MEDIDA DO ESPECTRO DE ABSORÇÃO DO COMPLEXO Fe-FENANTROLINA
Niterói - RJ
Outubro de 2024
1.Introdução
O termo espectrofotometria refere-se a todo método que utiliza a interação entre matéria e luz para a determinação das propriedades qualitativas e quantitativas de compostos químicos[1]. Esta técnica consiste na passagem de luz branca em uma solução de uma espécie química que apresenta uma determinada coloração. Como a luz branca é constituída por diversas cores com comprimentos de ondas distintos, ao atravessar a solução a ser analisada, ocorre a absorção da cor complementar a cor da solução pela espécie química presente na mesma. Considerado um método laboratorial, a espectrofotometria é bastante usada para a determinação de concentrações de soluções através de um espectrofotômetro, um aparelho que permite fazer análises qualitativas e quantitativas de amostras no espectro visível.

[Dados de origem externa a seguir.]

PR #1491, opened 2026-08-11
Migrate fjs/dev/update to .f.mjs

sergey-shandar:
## Summary

- Migrates `fjs/dev/update/module.f.ts` from authored TypeScript to JSDoc-typed `.f.mjs`, per `todo/migrate-typescript-to-mjs.md`.
- No local types to split — it reuses `Mkdir`/`NodeProgram`/`ReadFile`/`WriteFile` from `effects/node/types.ts` and `Effect` from `effects/types.ts`, so no `types.ts` companion is needed.
- `proof.f.ts` stays TypeScript for now — it has a runtime dependency on `effects/node/virtual/module.f.ts`, still unmigrated.
- A dependency leaf: nothing else in the repo imports `dev/update`.

## Test plan

---


o2alexanderfedin (approved):
Approving. Reviewed at `a0bab54` against `main` (`dff17b0`). Two modules — `fjs/dev/update` and `fjs/website`. CI green, nothing to flag.

## The `package.json` fix is the interesting part

`dev-update` and `index-html` pointed at `module.f.ts` paths this PR renames. That is a class neither `tsc` nor the test suite can catch — the scripts are only exercised when someone runs them — so it would have sat broken until it bit somebody. Both run now:

```console
$ npm run dev-update   → OK
$ npm run index-html   → OK
```

I swept the rest for the same shape and found none remaining: every `.f.ts`/`.f.mjs` path in `package.json` and the other config files resolves, and `.github` has no such references at all.

## Everything else

- `npx tsc` clean; 2357 pass / 0 fail, matching `main`.
- **Both modules are token-identical** to `main`'s compiled output.
- **Public API completely untouched** — 0 removed / 0 added / 0 changed for exported type aliases *and* exported const signatures. That is what a leaf migration with no local types should look like, and it matches the summary's claim that no `types.ts` companion was needed.
- Links 144/144, none added, 0 label/target mismatches, and no stale `.f.ts` references to either migrated module outside the CHANGELOG entries themselves.
- CHANGELOG covers both.

**The `proof.f.ts` rationale is accurate this time**, which I checked rather than assumed given it went stale on #1488: both proofs import `virtual` and `emptyState` from `effects/node/virtual/module.f.ts`, and that module is still TypeScript on disk. So §2 genuinely blocks `proof.f.mjs` for both, and the summary says so correctly.

sergey-shandar:
@codex review

sergey-shandar:
@codex review

sergey-shandar:
Checked both findings.

**`@module` blank-line issue — confirmed and fixed** (`d791a69`). Verified via the actual declaration emit (`npx tsc --noEmit false --declaration --emitDeclarationOnly --outDir <scratch>`): before the fix, `fjs/cli/module.f.d.mts` started directly with the `import` statements and the module doc comment was gone entirely; after adding a blank line following `@module` in all three files (`cli`, `dev/update`, `website`), the doc comment is emitted correctly in all three.

**`fjs/cas/README.md:13` link — false positive.** That link, `[\`cas\` CLI](cli/module.f.ts)`, is relative to `fjs/cas/README.md`, so it resolves to `fjs/cas/cli/module.f.ts` — a different, still-unmigrated module (this PR only touched the top-level `fjs/cli`). That file still exists at that path, so the link is unaffected by this PR.

---

sergey-shandar:
@codex review

o2alexanderfedin (approved):
Re-approving at `d791a69`. `fjs/cli` joins, and the two follow-up commits are both pre-empting things that came up earlier in this migration rather than waiting for review to raise them.

## `Handler` stays private — and this is the better fix

`3098a08` keeps `Handler` non-exported in `fjs/cli/types.ts`. Verified against `main`: it emits as a bare `type Handler<O extends NodeOp> = …` on both sides, no `export`, so the privacy is exactly preserved.

Worth naming why this is cleaner than the `_Byte`/`_NodeList`/`_Type0` outcomes earlier: those types had to move into JSDoc `@typedef`s, which have no non-exported form, so the `_` prefix was the only marker available. `Handler` moved into a `types.ts` — real TypeScript — where a plain non-exported `type` is expressible. Reaching for the stronger option when the file format allows it is the right instinct.

## The `@module` blank lines are load-bearing

`d791a69` adds a blank line after the `@module` block in `fjs/cli/types.ts`, `fjs/dev/update/module.f.mjs`, and `fjs/website/module.f.mjs`. All three have an `import` as the next statement, which is precisely the shape where TypeScript folds the header into the import's leading comment and drops it on elision. I confirmed the header survives emit in all three (`types.js` for `cli`, the `.d.mts` for the other two). Fixing that at authoring time rather than discovering it in a later sweep is the outcome I was hoping for after the 18-file case.

## Everything re-verified at this head

- `npx tsc` clean; 2357 pass / 0 fail, matching `main`.
- **All three modules token-identical** to `main`'s compiled output.
- **Public API untouched: 0 removed / 0 added / 0 changed**, on both exported type aliases and exported const signatures.
- Links 144/144, none added, 0 label/target mismatches.
- Every `.f.ts`/`.f.mjs` path in `package.json` still resolves — including `fjs/cli`'s arrival not stranding one.
- CHANGELOG covers all three.

sergey-shandar:
@codex review

PR #1493, opened 2026-08-11
Migrate fjs/ci/nix to .f.mjs

sergey-shandar:
## Summary

- Migrates `fjs/ci/nix/module.f.ts` from authored TypeScript to JSDoc-typed `.f.mjs`, per `todo/migrate-typescript-to-mjs.md`.
- Splits the public `NixJob` type into a sibling `types.ts`.
- `proof.f.ts` stays TypeScript for now — it has runtime dependencies on `effects/node/virtual/module.f.ts` and `ci/node/module.f.ts`, both still unmigrated.
- Updates the two dependents (`fjs/ci`, `fjs/ci/node`) to import runtime values from `.f.mjs` and types from `types.ts` separately, and fixes stale `module.f.ts` doc references across three files, including two with stale line-number citations.

## Test plan

---


o2alexanderfedin (approved):
Approving. Reviewed at `5c07521` against `main` (`caa5894`). Three modules — `fjs/ci`, `fjs/ci/nix`, `fjs/ci/node`.

## The generated CI workflow doesn't move

`fjs/ci` is the generator for this repo's own workflow, so behaviour preservation is checkable at the output rather than only at the source: I ran `npm run ci-update` on the branch and `git status` came back empty. The workflow the migrated generator produces is byte-for-byte what is committed.

## Source-level equivalence

`fjs/ci` and `fjs/ci/nix` are token-identical to `main`'s compiled output. `fjs/ci/node` differs by exactly one thing — a parameter rename inside the **non-exported** `installNode` (`version` → `v`) — which cannot be observed from outside the module.

The two changed declarations are both inert:

- `ci`: `({ nodeExtra }: Setup)` → `(setup: Setup)` — parameter name only, same type.
- `nodeMainSteps`: `typeof platformNodeSteps` → `(version: string) => readonly MetaStep[]`. I checked these are the same type and they are: `main` emits `platformNodeSteps: (version: string) => readonly MetaStep[]` and `nodeMainSteps: typeof platformNodeSteps`, so the branch just spells the expansion. Unlike an alias being dropped, nothing is orphaned here — `typeof` queries a value, not a named type, and `platformNodeSteps` is still exported and still referenced.

## Everything else

- `npx tsc` clean; 2357 pass / 0 fail, matching `main`.
- **Public API: 0 removed, 0 added**, and the two changed entries are the ones above.
- Links 144/144, none added, 0 label/target mismatches.
- Both new `types.ts` files keep their `@module` header through emit.
- CHANGELOG covers all three.
- `fjs/ci` and `fjs/ci/nix` proofs correctly stay TypeScript — both import `effects/node/virtual/module.f.ts`, still unmigrated. `fjs/ci/node`'s proof had no such dependency and moved to `.f.mjs`, which is the right discrimination rather than a blanket rule.

sergey-shandar:
@codex review

sergey-shandar:
@codex review

PR #1495, opened 2026-08-12
Document native JavaScript syntax for eDSLs

sergey-shandar:
## Summary

Document a general FunctionalScript eDSL design principle in `AGENTS.md`:

- reuse ordinary JavaScript literals and structures when their JavaScript meaning already matches the DSL meaning;
- introduce constructors/tags only for concepts that JavaScript cannot express directly or where the ordinary shape would be ambiguous;
- allow the ergonomic authoring representation to normalize to a different internal tagged AST when useful;
- apply the same principle to the future FunctionalScript function AST.

This captures the direction already visible in RTTI and the shared NaNVM operator-test data, where ordinary values are more readable than tagging every primitive and collection.

## Impact

Documentation/design guidance only. No runtime or public API changes, so no CHANGELOG entry is needed.

## Validation

Compared the branch against `main`: only `AGENTS.md` changes, with 24 added lines and no deletions.

### DIFF
--- a/AGENTS.md
+++ b/AGENTS.md
@@ -423,6 +423,30 @@ have the caller check the `null` result rather than a precomputed bound.
 CLI parameters are preferred over environment variables when adding new
 features.
 
+### 5.8 Reuse JavaScript syntax in embedded DSLs
+
+**An embedded DSL should reuse ordinary JavaScript values and constructions when
+their JavaScript meaning already matches the DSL meaning.** Prefer a number,
+string, boolean, `null`, array, or object literal directly over wrapping the same
+value in a tagged representation such as `['number', 3.14]` or
+`['array', [...]]`. The host language already supplies syntax, tooling, type
+inference, and reader intuition for those concepts; duplicating that vocabulary
+adds ceremony without adding semantics.
+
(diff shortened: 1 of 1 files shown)


o2alexanderfedin (commented):
Reviewed at `023c7347dd707e097e05ae0ae754f2a7c73b424c`.

This and #1496 are the same change written twice — both insert `### 5.8` at the same
point in `AGENTS.md` from the same pre-image (`f4164b61d`), so they conflict by
construction and only one should land. The text here is accurate and §8.3 does exempt
`AGENTS.md` from a CHANGELOG entry, so this is purely a question of which draft to keep.

I put the comparison on #1496, which is the one I'd keep — it carries the RTTI and NaNVM
evidence in the added text rather than only in the PR body, and it states which layer the
public API should be optimized for rather than only permitting the two layers to differ.

The one substantive thing this version does that #1496 doesn't is name existing eDSLs —
"HTML, BNF, RTTI, generated-code/test descriptions" — as targets for the principle. That
cuts both ways: BNF's tagged encoding is deliberate and settled, so naming it reads as an
invitation to revisit a closed design. If you keep this one instead, that list is the part
I'd narrow.

Still a draft, so no approval either way.

PR #1497, opened 2026-08-12
Migrate fjs/media/json to .f.mjs

sergey-shandar:
## Summary
- Migrates `fjs/media/json/module.f.ts` from authored TypeScript to JSDoc-typed JavaScript (`.f.mjs`), continuing the `.f.ts` → `.f.mjs` migration series
- Splits the rtti schemas (`primitive`, `unknown`, `object`, `array`) into a sibling `rtti.f.mjs`, and the derived TypeScript types (`Primitive`, `Unknown`, `Object`, `Array`, `Entry`, `MapEntries`) into a sibling `types.ts`
- Updates all ~25 dependents across the tree to import runtime values (`parse`, `stringify`, `setProperty`) from `module.f.mjs`/`rtti.f.mjs` and types from `types.ts`
- Removes a stale CHANGELOG entry for `fjs/fsc/json.f.ts`/`fjs/fsc/bnf.f.ts` that had already landed on `main` via #1494

## Test plan
- [x] `npm test` (tsc typecheck + full proof suite): 2357/2357 passing


o2alexanderfedin (commented):
Reviewed at `f10c9f7f2ce1a38b967ccd2d1badfb9a97a34232`. The redo is much better placed than
the version #1494 reverted — the derived types go to `types.ts`, where ordinary TypeScript
visibility applies, so the unprefixed-`@typedef` problem that blocked that attempt is gone.
Three things to fix before this can land, one of them CI-breaking.

## 1. `npm run prepack` fails on a clean tree; CI runs it

`ci.yml` runs on `pull_request` and its last step is `npm pack`, which triggers
`prepack` — so this fails CI. From a freshly cleaned tree:

```
main         npm run prepack → exit 0, 0 errors
f10c9f7f     npm run prepack → exit 2, 5 errors
```

`npx tsc --noEmit` passes, which is why it isn't visible from the usual check. The
difference is that `prepack` is two passes:

```
tsc --noEmit false --emitDeclarationOnly && tsc --noEmit false --declaration false
```

Pass 1 writes the declarations; pass 2 then resolves `./rtti.f.mjs` through the emitted
`rtti.f.d.mts` rather than the authored `.mjs`. And declaration emit cannot express the
self-referential schema — the emitted `unknown` comes out as

```ts
export declare const unknown: () => readonly ['or', Or<[…]>,
    Type1<"record", () => readonly ['or', Or<[…]>,
        Type1<"record", /*elided*/ any>, Type1<"array", /*elided*/ any>]>, …]
```

so `Ts<typeof unknown>` computed from that is not the hand-written `Unknown`, and the pin
at `fjs/media/json/types.ts:16` fails:

```
fjs/media/json/types.ts(16,24): error TS2344: Type 'false' does not satisfy the constraint 'true'.
```

The other four errors are that failure propagating —
`fjs/protocol/json_rpc/module.f.ts:117`, `fjs/protocol/mcp/module.f.ts:245` and `:401`,
`fjs/protocol/mcp/stdio/module.f.ts:61`, all ending in `Type 'undefined' is not assignable
to type 'Unknown'`.

Worth being precise about what changed, because the elision itself is not new: main's
emitted `fjs/media/json/module.f.d.mts` contains exactly the same `/*elided*/ any`. What
is new is that anything *evaluates a pin against it*. On main the schemas and
`Assert<Equal<Unknown, Ts<typeof unknown>>>` live in the same authored file, so the pin is
only ever checked against precisely-inferred source. Splitting the schemas into
`rtti.f.mjs` turns that into a cross-file import, and on pass 2 that import goes through
the lossy declaration. Keeping the schemas and the pin in one authored file is the shape
that works today; which way to resolve it is your call.

## 2. The CHANGELOG loses an entry and doesn't gain one

The diff is five deletions and no additions.

The deleted entry is the `fjs/fsc/json.f.ts` / `fjs/fsc/bnf.f.ts` migration. The PR
description calls it stale because it "had already landed on `main` via #1494" — but that
is what makes it correct, not stale. `fjs/fsc/json.f.mjs` and `fjs/fsc/bnf.f.mjs` are on
main, main's CHANGELOG carries that entry exactly once, and this branch deletes it. That
drops the only release note for a breaking change that has already shipped.

Separately, this PR migrates `fjs/media/json/module.f.ts` to `.f.mjs`, moves the schemas to
`rtti.f.mjs` and the types to `types.ts`, and updates ~25 importers — a breaking change with
no entry of its own (`grep -c 'pull/1497' CHANGELOG.md` → 0). Every sibling migration in
this series has one.

## 3. Three markdown references still point at the removed `module.f.ts`

Resolving every relative link against the filesystem: 144 broken on main, 147 here, and the
three added are all the renamed file.

```
fjs/effects/node/todo/readjsonfile-writejsonfile-helpers.md → ../../../media/json/module.f.ts
fjs/media/json/todo/number-edge-cases.md                    → ../module.f.ts
fjs/media/json/todo/standard-parse-serialize.md             → ../module.f.ts
```

The ~25 code importers were all updated; this is just the doc sweep coming up short.

## Non-blocking

The #1494 entry for `fjs/emergent_testing` says its `proof.f.ts` "stays TypeScript for now
(it depends on `media/json/module.f.ts`, still unmigrated)". After this PR that reason no
longer holds — every runtime import in that proof is `.f.mjs`, including
`../media/json/module.f.mjs` — so under §2 it becomes eligible to migrate. Not something
this PR has to do, but the parenthetical will be wrong once this lands.

## What checks out

`npx tsc --noEmit` exits 0. `npm test` gives 2357 pass / 0 fail, matching main exactly.
The public type surface adds only `MapEntries`; it was module-private on main and is
exported here because `module.f.mjs` `@import`s it, and publishing it under an ordinary
name is a legitimate call under `fjs/fsc/README.md` — types split into `types.ts` use
ordinary TypeScript visibility rather than the `_` workaround, and a formerly-private type
may be published deliberately. The four schema consts move to `rtti.f.mjs` with byte-identical
signatures. Comparing main's compiled module against this branch's `module.f.mjs` +
`rtti.f.mjs` gives 8 declarations on each side with matching bodies; the only deltas are the
intended split, an import-alias rename in `primitive` (`rttiBoolean`→`boolean`, same values),
and a `const de = definedEntries` binding — the usual annotation extraction.

o2alexanderfedin (commented):
Reviewed at `e4e820949b7016fdb6da73a2050841fc6a2e0f05`. Moving the pin into `rtti.f.mjs` is
the right structural instinct — `typeof unknown` is now inferred from the authored source
rather than through the emitted declaration, and keeping `primitive` as the only cross-file
import from `types.ts` is safe, since `primitive` isn't self-referential and its emitted
signature carries no elision. But `npm run prepack` still fails from a clean tree:

```
main       exit 0, 0 errors
f10c9f7f   exit 2, 5 errors
e4e8209    exit 2, 4 errors     ← the pin error is gone; the other four are unchanged
```

The one error that disappeared is the pin itself. That's worth pausing on, because it means
the pin was the *detector*, not the defect — silencing it removed the diagnostic without
changing what it was diagnosing. The remaining four bottom out at the same place they did
before:

```
Type 'fjs/types/rtti/ts/types'.Unknown is not assignable to type 'fjs/media/json/types'.Unknown
  Type 'undefined' is not assignable to type 'Unknown'
```

So on prepack's second pass, `Ts<>` over the JSON schemas still degrades to rtti core's
`Unknown` — the one that admits `undefined` — instead of the JSON `Unknown` that excludes it,
exactly as the `/*elided*/ any` in the emitted `rtti.f.d.mts` would predict. The elision is
still the mechanism; it now bites at the three consumers rather than at the assert.
`fjs/protocol/json_rpc/module.f.ts:117`, `fjs/protocol/mcp/module.f.ts:245` and `:401`,
`fjs/protocol/mcp/stdio/module.f.ts:61`.

Which suggests the split itself is the thing to reconsider, not where the pin sits: as long
as any file outside `rtti.f.mjs` derives a type from those schemas through the emitted
declaration, it gets the degraded answer. On main nothing does, because the schemas and
every type derived from them share one authored file.

`npx tsc --noEmit` still exits 0, so this remains invisible to the usual check and visible to
CI's `npm pack` step.

The other two items from my previous comment are untouched, which I assume is just sequencing:

- `grep -c 'pull/1497' CHANGELOG.md` → 0, and the deleted `fjs/fsc/json.f.ts` / `bnf.f.ts`
  entry is still absent (`grep -c 'fjs/fsc/json.f.ts'` → 0) even though those files are on main.
- Broken relative markdown links: still 147 here against 144 on main — the same three
  references to the removed `fjs/media/json/module.f.ts`.

PR #1211, opened 2014-07-17
Ignore rules with null or undefined

edgarjs:
Just like it ignores explicit `false`, it should ignores `null` and `undefined` since those don't respond to `.param` neither.

Error: http://jsfiddle.net/MYLuL/


staabm:
Closing, as very old. @edgarjs if you still need this, please shout out.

Figura 1 : Representação de um espectrofotômetro. Disponível em https://www.sinergiacientifica.com.br/espectrofotometro-para-que-serve-como-funciona-quais-sao-seus-componentes/
Um espectrofotômetro é composto por diferentes componentes fundamentais para o seu funcionamento, sendo eles:
Fonte de Luz: é composta por uma lâmpada normalmente de tungstênio, deutério ou ou ou xenônio;
Monocromador: responsável por determinar o comprimento de onda que se tem interesse para a análise. Possui uma fenda de entrada, um elemento de dispersão de radiação e uma fenda de saída. O componente de dispersão normalmente é dado por um prisma ou uma rede de difração
 Cubeta: é o recipiente que armazena a amostra que será analisada. As cubetas podem ser de quartzo, vidro e acrílico. As cubetas de vidro e acrílico são usadas quando se trabalha na região do espectro visível (comprimento de onda entre 400 e 700nm). Para a região do ultravioleta (comprimento de onda entre 100 e 400nm), deve-se usar as cubetas de quartzo, que são transparentes à radiação.
 Detector: é um dispositivo que detecta a fração de luz que passou pela amostra e transfere para o visor e/ou para o computador acoplado ao aparelho.
A faixa de radiações com diferentes energias (frequências) e comprimentos de ondas atribui-se o nome de espectro eletromagnético.[1] A luz visível (VIS) se estabelece entre os comprimentos de onda de 380 a 780 nm.
Figura 2. Regiões do espectro eletromagnético[2]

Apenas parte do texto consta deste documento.